Texte de Philippe Lançon extrait du livre: "Le lambeau"

"Je cherche simplement à circonscrire la nature de l'événement en découvrant comment il a modifié la mienne. Je cherche, mais je n'y arrive pas. Les mots permettent d'aller plus loin, mais quand on est allé si loin, d'un seul coup, malgré soi, ils n'explorent plus, ne font plus de conquêtes ; ils se contentent maintenant de suivre ce qui a eu lieu, comme de vieux chiens essoufflés. Ils fixent des limites artificielles, trop étroites, au troupeau anarchique des sensations et des visions.

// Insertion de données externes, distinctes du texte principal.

PR #921, opened 2023-01-06
latex math: remove line at the end of equation* environment

Octachron:
It is generally a good idea to avoid spurious blank line before the end of the `equation*` environment. 
For example:
```latex
\begin{equation*}
    \f\hat\xi\,e^{2 \pi i \xi x}
    \,d\xi
    
\end{equation*}
```
In my tests, this blank line breaks at least the amsmath version of `equation*`.
This commit fix this issue that trimming the last part of the raw equation text before cutting a newline to end the `equation*` environment.


src/latex/raw.ml
```diff
@@ -209,10 +209,20 @@ let ocamltag tag pp ppf x = create2 "ocamltag" Fmt.string pp ppf tag x
 
 let math ppf x = Fmt.pf ppf {|$%s$|} x
 
+let remove_empty_last_line x =
```
Julow, line 212: We depend on `astring` in other places, so `String.trim` would work.

Julow (commented):
This string comes directly from the `Math` node in the AST. I think it should be cleaned either in document or in the parser.

Octachron:
It might make sense to trim the string in the AST node, but it is not that straigthforward in simple text backend where the white space might be significant:
```
    let rec collatz n =
      if n = 1 then true
     else if n mod 2 = 0 then collatz (n/2) else collatz (3 * n + 1)

```
ought to be trimmed to
```
let rec collatz n =
  if n = 1 then true
 else if n mod 2 = 0 then collatz (n/2) else collatz (3 * n + 1)
```
rather than
```
let rec collatz n =
     if n = 1 then true
     else if n mod 2 = 0 then collatz (n/2) else collatz (3 * n + 1)
```

Here, I would tend to argue that this a minimal fix specific to the latex backend due to the fact that having an empty new line in the `equation*` brings havoc to some of the most used mathematics packages.

Julow (approved):
I agree, taking care of that in the latex backend makes the most sense to prevent generating invalid syntax.

src/latex/raw.ml
Julow: To trim only on the right, `astring` has `Astring.(String.drop ~rev:true ~sat:Char.Ascii.is_white x)`

Julow:
Merged, thanks!

Issue #479, opened 2020-09-01
Multipage manual in odoc


voodoos:
Since #61, one can write manuals in odoc by creatings `.mld` files and cross-referencing them.

However the left sidebar that contains the table of content will always show only the opened file structure, without links to other pages of the manual.

This makes the discovery of pages of the manual quite difficult as one has to look for links in the text. I think it would be more useful to display in the sidebar, in addition to the detailed outline of the current file, links to the other pages of the manual.

It is not obvious how the list of page-links should be made. It could be established in a number of ways:
- List only the pages which are referenced from the current page.
- List the pages referenced in the current page and the ones that reference the current page.
- List all the `.mld` files in the current folder 
- A tree-display of the `.mld` files in the folder and its subfolders

Another issue would be the name to display in the side bar. It could be:
- The name of the file
- The first header `{1 ...}` in the file

### Example
It could look like that in a three-pages manual :
![image](https://user-images.githubusercontent.com/5031221/91866010-4f5ad080-ec72-11ea-96c3-9bf95863bf18.png)
Where "Emacs reference" and "Vim reference" are not headers of the main page but links to two other pages of the manual named `Emacs reference.mld` and `Vim reference.mld`.

trefis:
I'm not fond of the suggestions you make regarding how to populate the sidebar:
> - List only the pages which are referenced from the current page.

This seems both fairly adhoc, and potentially annoying: what if I'm linking to some page that I don't want to appear there?

> - List the pages referenced in the current page and the ones that reference the current page.

Definitely not fond of such a non-local analysis (and it also seems fairly fragile), though I guess it could be done during the "link" step.

> - List all the .mld files in the current folder
> - A tree-display of the .mld files in the folder and its subfolders

There is no semantic notion of folders. Apart from that, notice that it's something we could already do with compilation units, but do not.

My personal take on the topic is that, for now, you should structure your "manual" in the same way you structure your API docs: the "landing page" should link you to all the relevant places, and it should always be easy (i.e. there should only be one step) to jump back to that page.
As for the future: perhaps in .mld (though I'm not sure why they'd be different in that respect) you want to *manually* write your side bar, or rather: you want to manual write additions to the generated sidebar. It doesn't seem crazy to me to add a new construct to the markup-language just for that (and it would also be usable in API pages, which seems nice)

dbuenzli:
I also have @voodoos needs, but I concur with @trefis. 

[...]

Issue #127, opened 2018-04-17
Improve navigation (TOC, index, etc.)


aantron:
We need:

- [ ] A good table of contents in each module, manual page, etc. I don't know if this should be a global index, or local to that page. It might depend on the project being documented.
- [ ] If local, we may or may not need a good global index.

odig already generates many different kinds of index. For an example, see [docs.mirage.io](http://docs.mirage.io).

cc @yawaramin @bluddy @pmetzger

bluddy:
I think a sidebar showing the modules of the package in a hierarchy  as [docre](https://jaredforsyth.com/reason-react/api/ReasonReact.html#type-componentSpec) does it (though preferably foldable) would go a long way. As it is, it's too easy to get lost.

dbuenzli:
> odig already generates many different kinds of index. For an example, see docs.mirage.io.

Note that `odig` generates only *packages* indexes (from the `opam` metadata). What is really missing for `odoc` to finally match the features of `ocamldoc` is an index page for all the identifiers of a module. 

> I think a sidebar showing the modules of the package in a hierarchy as docre does it (though preferably foldable) would go a long way. As it is, it's too easy to get lost.

Regarding module indexes and `docre` I personally don't find the side bar very usable and rather messy (as is their typography in general, the amount of information density shown on a screenful is extremely poor, the usual sin of supposedly good looking typography). 

For modules indexes if you take the current `odoc` navigation structure it's quite easy to get to the module list just hit the `up` link one or two times (module hierarchies are and should be shallow) and you are there which seems good enough.

Personally I think that a side bar (that collapses if the page is not wide enough) with only the `{1` and `{2` header level should be enough (and if browsers provided ui to the html outline algorithm we wouldn't even need that...).

dbuenzli:
> For modules indexes if you take the current odoc navigation structure it's quite easy to get to the module list just hit the up link one or two times (module hierarchies are and should be shallow) and you are there which seems good enough.

(Or you can simply hit the package link which is more predictable)

rizo:
I'm currently working on UX features for the documentation generated by odoc in some of my libraries and here are some of my thoughts about indices and search:

- Global package-wise indices are nice for navigation (in the same way sidebars with the directory structure in text-editors are). But they become less useful and messy when the project structure is too module-heavy and nested. (I personally hate horizontal scrolling in sidebars!)
[...]

PR #923, opened 2023-01-19
WIP: improve the navigation menu

gpetiot:
This is WIP, inspired by #127 and #479

So far, the data is extracted from the .odoc file (without links), but it can surely be improved.


dbuenzli:
I doubt it's possible to see what you are trying to do through html diffs – and thus assess whether this is an *improvement*. Would you mind coming up with a description or a design mockup of what you do and show us how it fares on a non-trivial selection of packages ?

gpetiot:
Not definitive but the design I'm going for is something akin to https://hexdocs.pm/phoenix/Phoenix.html, with a tab to navigate through the contents of the page, and a tab to navigate through the definitions.

dbuenzli:
I see thanks.

Note that `ocaml.org` also seems to be working on similar functionality, could we maybe establish a common ground ?

In particular I think it's nice if standalone `odoc` docsets are not necessarily one-to-one but at least give a good idea on how your docs are going to show up on `ocaml.org` since the navigation in presence does influences the way you design your docs.

tmattio:
> Note that ocaml.org also seems to be working on similar functionality, could we maybe establish a common ground ?
> 
> In particular I think it's nice if standalone odoc docsets are not necessarily one-to-one but at least give a good idea on how your docs are going to show up on ocaml.org since the navigation in presence does influences the way you design your docs.

Absolutely!

At the moment ocaml.org uses a custom design for the odoc-generated documentation, but a medium-term goal is to re-use what odoc generates (or at least be as close as possible). When odoc generates a sidebar with a global navigation, I think we can start exploring how to converge.

Inversely, it would be interesting to use the learnings we've had on ocaml.org to discuss the design of the navigation in odoc.
In particular, @sabine spent significant time iterating on the design, interviewing users, etc. and will certainly be able to share insights on the UX that are relevant to the current PR.

sabine:
Adding to @tmattio's explanation: We do currently have a UX/UI designer working on improving the navigation on ocaml.org and, in particular improving the package documentation navigation, so yes, I totally agree, converging on something that can be upstreamed would be a major goal.

gpetiot:
Closing this PR because it needs (if ever) to be restarted with a clear plan in mind.

PR #928, opened 2023-02-14
Add emoji before alert message

yawaramin:
And update path of CSS file in repo.


yawaramin:
Looks like this:

Screenshot of new alert emoji

yawaramin:
Bunch of snapshot test failures. Not sure how to correct. The [contributing doc](https://github.com/ocaml/odoc/blob/3d2e55582cccbb0314850356139bd0d6171ea2c8/doc/contributing.mld#L9) only says:

> You can edit CSS using your browser's {{:https://developer.mozilla.org/en-US/docs/Tools}developer}
{{:https://developer.chrome.com/docs/devtools/}tools}. Then send us a PR for the same changes made to this file.

Any advice appreciated.

panglesd:
I think that `dune runtest --auto-promote` will solve the test failures.

I don't know exactly what is `odoc`'s stance wrt. css and icons. I would say that `odoc`'s css aims at being the most basic, so that extending it is as easy as possible.
But, currently there are no icons in the whole output, and I'm not sure how well they would integrate in themes that extend odoc's one, such as odig and ocaml.org. More subtle changes (such as putting `Alert` in bold) would be better suited for `odoc`'s stylesheet I think.

That's why I suggested opening this PR on ocaml.org.

dbuenzli:
> But, currently there are no icons in the whole output, and I'm not sure how well they would integrate in themes that extend odoc's one, such as odig and ocaml.org.

There's no extension in `odig` either you use `odoc`'s theme (via `odig odoc-theme set odoc.default`) or one of the built-in `odig`'s one which are devised from scratch. In the former case this change will show up in the latter cases it won't.

Regarding `ocaml.org` don't know how it's built. But of course if they also devised their own stylesheet it won't show up there either.

panglesd:
Thanks for the correction! I always thought they were based on odoc's stylesheet.

yawaramin:
Looks like snapshot diff failures specifically because of formatting: https://ci.ocamllabs.io/github/ocaml/odoc/commit/8b5498b9054b8daa9412f090b38d7c596ae1b8ca/variant/ubuntu-22.10-5.0_opam-2.1#L1052-1052

```diff
@@ -6836,7 +6898,8 @@ let%expect_test _ =
                       "`Type": [
                         {
                           "`ModuleType": [
-                            { "`Root": [ "Foo", "`TModule" ] }, "Bar"
+                            { "`Root": [ "Foo", "`TModule" ] },
+                            "Bar"
                           ]
                         },
                         "baz"
```

yawaramin:
Downgraded to `yojson.1.7.0` and checked in the output from `dune runtest --auto-promote`.

yawaramin:
Rebased on latest master. Test is now failing with exact opposite diff of the one I got after running `dune test --auto-promote`: https://ci.ocamllabs.io/github/ocaml/odoc/commit/c271f3c6ef56af4c71188299606c226c2517637c/variant/debian-11-4.04_opam-2.1

yawaramin:
Bump, any interest in merging?

jonludlam:
Hey @yawaramin - I like this thanks, and thanks for the rebase too.

Julow (approved):
"deprecated" alerts are internally turned into the corresponding odoc tag (class is `.deprecated`). In this example, only the second alert renders with an emoji:
```ocaml
type a
[@@alert deprecated]

type b
[@@alert unsafe]
```

It makes sense for Odoc to interpret the "deprecated" alert, attribute and tag in the same way. Perhaps it can have a different emoji ?

yawaramin:
Oh, I had thought `deprecated` was just rendered as a regular `alert`, and intended to use the same emoji for both. Just added the class to the stylesheet.

Julow:
This affects deprecated tags and attributes as well:
```ocaml
type a
(** @deprecated *)

type b
[@@deprecated]
```

This is fine for me, I'm in favor of merging.

Issue #857, opened 2022-05-31
Section labelling gets confused by submodule


dbuenzli:
This is a continuation of https://github.com/ocaml/odoc/pull/773

This code: 

```ocaml
(** Outer

    See the {{!first}first outer section}. *)

(** {1:first First outer section} *)

(** Inner *)
module A : sig

  (** {1:first First inner section} *)

end
```

Now works correctly, in the HTML output the reference links to the section of the toplevel module and no warning is reported. However moving the header after the inner module:

```ocaml
(** Outer

    See the {{!first}first outer section}. *)

(** Inner *)
module A : sig

  (** {1:first First inner section} *)

end

(** {1:first First outer section} *)
```

Breaks the reference in the HTML. The reference correctly references a `#first` id but somehow `odoc` decided to label the anchor with `first_2`: 

```
<h2 id="first_2"><a href="#first_2" class="anchor"></a>First outer section</h2>
```

dbuenzli:
> I believe

I confirm.

PR #931, opened 2023-03-01
Fix 857

EmileTrotignon:
Fix issue #857

### DIFF
--- a/src/html/generator.ml
+++ b/src/html/generator.ml
@@ -406,12 +406,10 @@ module Page = struct
     Utils.list_concat_map ~f:(include_ ~config) subpages
 
   and page ~config p : Odoc_document.Renderer.page list =
-    let { Page.preamble; items = i; url } = Doctree.Labels.disambiguate_page p
-    and subpages =
-      (* Don't use the output of [disambiguate_page] to avoid unecessarily
-         mangled labels. *)
-      subpages ~config @@ Doctree.Subpages.compute p
+    let ({ Page.preamble; items = i; url } as p) =
+      Doctree.Labels.disambiguate_page ~enter_subpages:false p
     in
+    let subpages = subpages ~config @@ Doctree.Subpages.compute p in
     let resolve = Link.Current url in
     let i = Doctree.Shift.compute ~on_sub i in
     let uses_katex = Doctree.Math.has_math_elements p in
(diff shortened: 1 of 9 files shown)


test/xref2/github_issue_857.t/a.mli
```diff
@@ -0,0 +1,7 @@
+module type A = sig
+
+  (** {1:first First inner section} *)
+
+end
+
+(** {1:first First outer section} *)
```
Julow, line 7: To best reproduce the issue, you need a reference to the outer section and to check that the generated link is correct.
Also, `A` doesn't need to be a module type.

Julow (approved):
Looks good :)

test/xref2/github_issue_857.t/a.mli
panglesd: In fact, the PR does not rewrite references: it only fixes the label disambiguation, which was too aggressive in the HTML case.

Label disambiguation cannot be left to the user: two titles with the same name (which is valid) would generate the same label, which would need disambiguation. On the contrary, references should not be rewritten (I think): for instance, in:
```ocaml
(** {1 A title} *)
(** {1 A title} *)

(** reference to {!a-title} *)
(** reference to {!a-title_2} *)
```
the first reference points to the first title, the second to the second, and none of them should be rewritten.

src/html/generator.ml
```diff
@@ -406,12 +406,10 @@ module Page = struct
     Utils.list_concat_map ~f:(include_ ~config) subpages
 
   and page ~config p : Odoc_document.Renderer.page list =
-    let { Page.preamble; items = i; url } = Doctree.Labels.disambiguate_page p
-    and subpages =
-      (* Don't use the output of [disambiguate_page] to avoid unecessarily
-         mangled labels. *)
-      subpages ~config @@ Doctree.Subpages.compute p
```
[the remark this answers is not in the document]
panglesd: We use the output of `disambiguate_pages`, but a flag is passed to this function to avoid unnecessary mangled labels.
We could add a comment along the lines of:
> Do not enter subpages when disambiguating to avoid unecessarily mangled labels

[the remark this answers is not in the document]
Julow: You are right, I missed that. No need to add a comment now that the interesting part is gone.

test/xref2/github_issue_857.t/a.mli
Julow: You are right. No need to add references as we know what they'll do.

Disambiguated labels are used in the TOC however, which would make sense to grep.

Issue #932, opened 2023-03-02
Missing reference syntax for extension declarations


dbuenzli:
```ocaml
(* Consider this extensible type *)

type more = ..

type more +=
| At_the_door
| Behind_the_floor


(** It seems I can refer to {!more}, {!extension-At_the_door}
    {!extension-Behind_the_floor}. But not the point of extension
    (despite the fact that it has an anchor in the rendering (namely
    #extension-decl-At_the_door)). *)


```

A terre, j'ai de nouveau ouvert mon premier œil sur quelques mètres carrés et sur ce monde sans limites. Les décombres n'étaient faits ni de poussière, ni de cendres, ni de verre, ni de plâtre. Ils étaient faits de silence et de sang. Je ne sentais pas le sang, dans lequel je baignais pourtant, je n'avais pas même encore vu le mien, mais j'entendais le silence, je n'entendais même que ça. Il m'enveloppait et prenait mon corps pour le faire léviter au-dessus de moi-même et des autres, léviter à l'aveuglette et sans fin pendant quelques secondes, quelques minutes, une éternité, léger, léger, tandis que l'homme d'avant, celui qui était presque déjà mort et qui restait collé au sol, me disait : « Mais que s'est-il passé ? Est-il possible qu'il ne me soit rien arrivé ? Je suis vivant, je suis là ? Ou bien non ? » Ou quelque chose comme ça. Le demi-mort a ajouté : « Il n'est peut-être pas parti, celui qui disait « Allah Akbar ». Ne bougeons pas. » Tout se réduisait encore à l'apparition d'une paire de jambes noires et à l'attente de son retour.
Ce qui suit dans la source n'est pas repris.